PR #418, opened 2019-08-13
MSTR-59: Make phoneNumber rule to ignore empty values

guillegr123:


src/js/lib/monster.ui.js
```diff
@@ -1349,7 +1349,7 @@ define(function(require) {
 			});
 
 			$.validator.addMethod('phoneNumber', function(value, element) {
-				return monster.util.getFormatPhoneNumber(value).isValid;
+				return _.isEmpty(value) || monster.util.getFormatPhoneNumber(value).isValid;
```
azefiel: You should use the built-in `$.validator#optional` method as it will check the field's state:
```suggestion
				return this.optional(element) || monster.util.getFormatPhoneNumber(value).isValid;
```

guillegr123: Thanks! Did not know about that method.

azefiel: Yeah, I obviously didn't know about it either when implementing this validation rule.

PR #438, opened 2019-09-04
MSTR-74: Lowercase username on login

danielfinke:
Since the username is normalized to lowercase when a user is created in Kazoo `cb_users`, it should also be possible to authenticate with any case.


azefiel:
4.3 -> https://github.com/2600hz/monster-ui/pull/457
======
(To do): Your reply should be one number, namely how many lines of the material contain "element".

(Exercise response): 2